The last few months have been tense for both financial companies and finance professionals, in particular the corporate finance sector at large. We are not doing an economic prognosis here, but helping finance professionals to discover exciting recession-proof career pathways amidst the economic downturn.
Inflation is a key enemy of the Federal Reserve; and to douse inflation, the US Fed hiked interest rates to 75 bps. Knowing the trend, the United Nations Conference on Trade and Development (UNCTAD) report brought a warning that the monetary and fiscal policies in the developed economies can push the world economy into recession, far worse than the one in 2008. This contracted corporate earnings and landed lenders in a hot zone making mortgages more expensive, eventually increasing the odds of a recession in the near future.
IMF’s Managing Director, Kristalina Georgieva, opined “Central banks must ‘stay the course till they reach a neutral level. I don’t recall any moment in recent history when economists and investors were so divided on the global economy and monetary policy. But I am surprised to see the global economy is confronting many shocks and uncertainties: decades high inflation, Russia’s war in Ukraine, China’s Zero COVID-19 policy, an energy crisis in Europe, and recent natural disasters in North America and Asia.”
Speculation went high among investors as they hoped Fed would keep inflation under control, but the later economic data brought spirits down. As Fed Chair, Jeremy Powell marked that the Fed pivot will not be visible soon on the horizon, actuaries and financial risk management professionals have wide scope to assess and analyze risks and made predictions.
How did it all start?
To prevent a complete economic crash, Fed kept the interest rates at zero during the pandemic era.

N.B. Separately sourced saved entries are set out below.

PR #4368, opened 2019-12-19
clarify register_translation example description

Evidlo:
## Description

The `register_translation()` example [here](https://scikit-image.org/docs/dev/auto_examples/transform/plot_register_translation.html#sphx-glr-auto-examples-transform-plot-register-translation-py) claims to use phase correlation when it is actually using cross correlation implemented via FFTs.  

Phase correlation yields different results and is not simply an alternative implementation of cross correlation. (see [here](https://dsp.stackexchange.com/questions/31919/phase-correlation-vs-normalized-cross-correlation) for a comparison).

The relevant lines in `register_translation.py` are [here](https://github.com/scikit-image/scikit-image/blob/b1ed36a33be0a8da4be985aa89e24b37e5a34c76/doc/examples/transform/plot_register_translation.py#L51-L52).  Note the absence of elementwise normalization.

## For reviewers

  later.

### DIFF
--- a/doc/examples/transform/plot_register_translation.py
+++ b/doc/examples/transform/plot_register_translation.py
@@ -1,9 +1,9 @@
 """
 =====================================
-Cross-Correlation (Phase Correlation)
+Image Registration
 =====================================
 
-In this example, we use phase correlation to identify the relative shift
+In this example, we use cross-correlation to identify the relative shift
 between two similar-sized images.
 
 The ``register_translation`` function uses cross-correlation in Fourier space,


jni:
@Evidlo thanks for that! On first reading your fix seems correct to me, but I'd like to take the time to understand it all properly before merging. I'll try to get to it in the coming days, but maybe someone else in the team can have a look in the meantime. (Though as you can imagine it is a busy time of year, so please bear with us!)

Evidlo:
Also a relevant excerpt from the paper

>The three algorithms can be straightforwardly extended to include variations of the cross-correlation method, such as phase correlation, and to include window functions to account for edge effects [13].

emmanuelle:
Thank you @Evidlo for identifying this. It seems indeed that we are not using one of the classical methods (normalized cross-correlation or phase correlation). Not normalizing the cross-correlation can give more weight to high-intensity regions of the image, which is suboptimal.

emmanuelle:
@scikit-image/core we should reach a decision for this one (for me it's a no-brainer).

alexdesiqueira:
Thank you for your work @Evidlo, nice catch!

Issue #4371, opened 2019-12-25
Drop scipy<1?


hmaarrfk:
## Description

Following NEP29, I think we should drop scipy < 1.0.

I used my [NEP29 calculator](https://gist.github.com/hmaarrfk/0e2a01d57f07f55eb99d177da92691b6) find that if we released today, the oldest version of scipy we should support is about 1.0.1.

This would help at least 1 PR have cleaner code IMO.

```
[('1.4.1', datetime.datetime(2019, 12, 19, 15, 49, 20, 447964)),
 ('1.4.0', datetime.datetime(2019, 12, 16, 23, 0, 54, 761686)),
 ('1.3.3', datetime.datetime(2019, 11, 23, 21, 16, 19, 515201)),
 ('1.3.2', datetime.datetime(2019, 11, 9, 21, 30, 52, 395905)),
 ('1.3.1', datetime.datetime(2019, 8, 9, 3, 33, 23, 839598)),
 ('1.2.2', datetime.datetime(2019, 6, 7, 1, 19, 15, 77293)),
 ('1.3.0', datetime.datetime(2019, 5, 17, 18, 21, 36, 442178)),
 ('1.2.1', datetime.datetime(2019, 2, 9, 5, 27, 19, 728046)),
 ('1.2.0', datetime.datetime(2018, 12, 18, 3, 30, 14, 284589)),
 ('1.1.0', datetime.datetime(2018, 5, 5, 18, 35, 20, 885004)),
 ('1.0.1', datetime.datetime(2018, 3, 24, 19, 39, 46, 16659))]
```

https://github.com/scikit-image/scikit-image/pull/4329

jni:
@hmaarrfk 👍 from me.

Issue #4369, opened 2019-12-24
macOS builds failing


jni:
## Description

Could be related to the recent NumPy 1.18 release, or just an update to Travis compilers, not sure. Here's an example failure from #4356:

https://travis-ci.org/scikit-image/scikit-image/jobs/628839752#L2728-L2730

```
  g++: skimage/feature/_cascade.cpp
2729  error: invalid argument '-std=c99' not allowed with 'C++'
2730  error: Command "g++ -Wno-unused-result -Wsign-compare -Wunreachable-code -fno-common -dynamic -DNDEBUG -g -fwrapv -O3 -Wall -arch x86_64 -g -std=c99 -I/Users/travis/venv/lib/python3.6/site-packages/numpy/core/include -I/Users/travis/venv/lib/python3.6/site-packages/numpy/core/include -I/Library/Frameworks/Python.framework/Versions/3.6/include/python3.6m -c skimage/feature/_cascade.cpp -o build/temp.macosx-10.9-x86_64-3.6/skimage/feature/_cascade.o -MMD -MF build/temp.macosx-10.9-x86_64-3.6/skimage/feature/_cascade.o.d" failed with exit status 1
2731
```

hmaarrfk:
I don't understand where that compilation flag is being added. It really isn't obvious where the fix should go. In our scripts, we never specify c99

hmaarrfk:
It seems related to this new feature
https://github.com/numpy/numpy/blob/4f972297277e09f41f315fd75510cb313926fe67/doc/source/release/1.18.0-notes.rst#stdc99-added-if-compiler-is-named-gcc

hmaarrfk:
https://github.com/numpy/numpy/blob/master/numpy/distutils/ccompiler.py#L538

hmaarrfk:
@mattip any clue how to get around this? I guess we were using gcc on OSX, and the build flags weren't really happy.

mattip:
The check specifically checks for `gcc`, how is it being changed to `g++`?

mattip:
Should be fixed in numpy/numpy#15194

PR #4372, opened 2019-12-26
Bump scipy minimum version to 1.0.1

hmaarrfk:
## Description
Fixes https://github.com/scikit-image/scikit-image/issues/4371

This supports 2 years of scipy from today.
Rather conservative, but gets us to the 1.0 mark, which I'm really excited about.

## Checklist

  existing benchmark
- [ ] Unit tests

## For reviewers

  later.

### DIFF
--- a/requirements/default.txt
+++ b/requirements/default.txt
@@ -1,5 +1,5 @@
 numpy>=1.14.1
-scipy>=0.19.0
+scipy>=1.0.1
 matplotlib>=2.0.0,!=3.0.0
 networkx>=2.0
 pillow>=4.3.0


hmaarrfk:
Yeah, i went through the other dependencies, and some of them would be a nuisance to keep updating, especially since we need to "predict" when the new release would be. 

A large challenge exists when projects go a LONG time between releases (PyWaelets)

jni:
@hmaarrfk no need to predict anything. We only update things from master on the date that the policy "expires", and releases happen when they happen. We should *not* pre-emptively remove things based on when we expect the next release.

jni:
Failures are due to #4369, so I'm merging! Thanks @hmaarrfk, this is indeed exciting!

But with the economy getting back on its feet through supply chain disruptions, stifled consumer demand, low unemployment, and performing financial markets, the US fed governance dared on price hikes. Assuming the price rise was transitory, Fed was hit by a shock as the inflation rate was more than expected by March 2022, hence resulting in a tight monetary policy.
Why Fed Pivot matter to finance professionals?
High-interest rates are bad news for investors and finance companies as they have to borrow less for a high cost. Lower borrowings mean low investment; low investment leads to low earnings. High-value stocks in the stock market suffered due to low discounted cash flow valuations. As a result of this macroeconomic uncertainty and poor financial planning, investors were confounded by selling pressure of selling out their riskiest stocks and bonds. Hence the role of financial advisors and portfolio managers came under the limelight.
A ton of effort is pending on combating inflation by the Fed to reach 2%. As the first step, the US announced the opening of 260,000 jobs in October. Since the NRI fund flow increased by $2,789 billion from $1,743 in a year, the government sees a huge employment potential for qualified CPA, CA, FRM, CFA, and CMA accountants and finance professionals in investment, audit & tax, insurance, banking stock market, equity, advisory, and consultation domains.